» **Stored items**
:::::

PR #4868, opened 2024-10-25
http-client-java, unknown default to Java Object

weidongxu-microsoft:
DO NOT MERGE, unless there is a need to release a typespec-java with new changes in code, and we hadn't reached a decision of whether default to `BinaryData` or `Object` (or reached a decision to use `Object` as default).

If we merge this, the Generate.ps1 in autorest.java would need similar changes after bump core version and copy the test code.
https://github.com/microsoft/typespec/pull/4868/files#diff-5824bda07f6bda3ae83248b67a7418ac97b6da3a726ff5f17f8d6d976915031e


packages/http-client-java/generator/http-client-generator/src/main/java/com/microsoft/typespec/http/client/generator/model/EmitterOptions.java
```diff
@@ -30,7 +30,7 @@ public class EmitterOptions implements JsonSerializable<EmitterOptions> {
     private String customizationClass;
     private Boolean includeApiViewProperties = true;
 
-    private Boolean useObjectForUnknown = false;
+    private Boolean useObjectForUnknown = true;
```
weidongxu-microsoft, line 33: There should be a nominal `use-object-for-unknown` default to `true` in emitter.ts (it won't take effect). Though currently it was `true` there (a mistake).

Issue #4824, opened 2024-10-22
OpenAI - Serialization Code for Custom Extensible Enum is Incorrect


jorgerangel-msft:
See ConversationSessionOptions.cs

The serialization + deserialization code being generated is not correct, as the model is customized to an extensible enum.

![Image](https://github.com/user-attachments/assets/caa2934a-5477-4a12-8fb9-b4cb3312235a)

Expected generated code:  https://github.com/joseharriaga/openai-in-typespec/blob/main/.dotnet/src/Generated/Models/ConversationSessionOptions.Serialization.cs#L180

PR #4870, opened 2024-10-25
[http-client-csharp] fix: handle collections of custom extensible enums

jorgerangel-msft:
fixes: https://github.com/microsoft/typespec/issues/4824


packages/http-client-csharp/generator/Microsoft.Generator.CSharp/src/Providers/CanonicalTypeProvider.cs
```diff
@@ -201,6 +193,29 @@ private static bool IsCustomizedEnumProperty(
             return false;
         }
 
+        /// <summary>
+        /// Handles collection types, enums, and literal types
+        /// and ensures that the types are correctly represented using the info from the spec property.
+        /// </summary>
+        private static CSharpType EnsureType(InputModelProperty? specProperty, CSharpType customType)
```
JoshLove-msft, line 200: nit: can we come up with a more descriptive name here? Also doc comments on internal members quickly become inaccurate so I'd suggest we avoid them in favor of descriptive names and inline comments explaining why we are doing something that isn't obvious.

:::::

Transcribe every entry, keeping each line exactly as it reads.

PR #4868, opened 2024-10-25
http-client-java, unknown default to Java Object

weidongxu-microsoft:
DO NOT MERGE, unless there is a need to release a typespec-java with new changes in code, and we hadn't reached a decision of whether default to `BinaryData` or `Object` (or reached a decision to use `Object` as default).

If we merge this, the Generate.ps1 in autorest.java would need similar changes after bump core version and copy the test code.
https://github.com/microsoft/typespec/pull/4868/files#diff-5824bda07f6bda3ae83248b67a7418ac97b6da3a726ff5f17f8d6d976915031e


packages/http-client-java/generator/http-client-generator/src/main/java/com/microsoft/typespec/http/client/generator/model/EmitterOptions.java
```diff
@@ -30,7 +30,7 @@ public class EmitterOptions implements JsonSerializable<EmitterOptions> {
     private String customizationClass;
     private Boolean includeApiViewProperties = true;
 
-    private Boolean useObjectForUnknown = false;
+    private Boolean useObjectForUnknown = true;
```
weidongxu-microsoft, line 33: There should be a nominal `use-object-for-unknown` default to `true` in emitter.ts (it won't take effect). Though currently it was `true` there (a mistake).

Issue #4824, opened 2024-10-22
OpenAI - Serialization Code for Custom Extensible Enum is Incorrect


jorgerangel-msft:
See ConversationSessionOptions.cs

The serialization + deserialization code being generated is not correct, as the model is customized to an extensible enum.

![Image](https://github.com/user-attachments/assets/caa2934a-5477-4a12-8fb9-b4cb3312235a)

Expected generated code:  https://github.com/joseharriaga/openai-in-typespec/blob/main/.dotnet/src/Generated/Models/ConversationSessionOptions.Serialization.cs#L180

PR #4870, opened 2024-10-25
[http-client-csharp] fix: handle collections of custom extensible enums

jorgerangel-msft:
fixes: https://github.com/microsoft/typespec/issues/4824


packages/http-client-csharp/generator/Microsoft.Generator.CSharp/src/Providers/CanonicalTypeProvider.cs
```diff
@@ -201,6 +193,29 @@ private static bool IsCustomizedEnumProperty(
             return false;
         }
 
+        /// <summary>
+        /// Handles collection types, enums, and literal types
+        /// and ensures that the types are correctly represented using the info from the spec property.
+        /// </summary>
+        private static CSharpType EnsureType(InputModelProperty? specProperty, CSharpType customType)
```
JoshLove-msft, line 200: nit: can we come up with a more descriptive name here? Also doc comments on internal members quickly become inaccurate so I'd suggest we avoid them in favor of descriptive names and inline comments explaining why we are doing something that isn't obvious.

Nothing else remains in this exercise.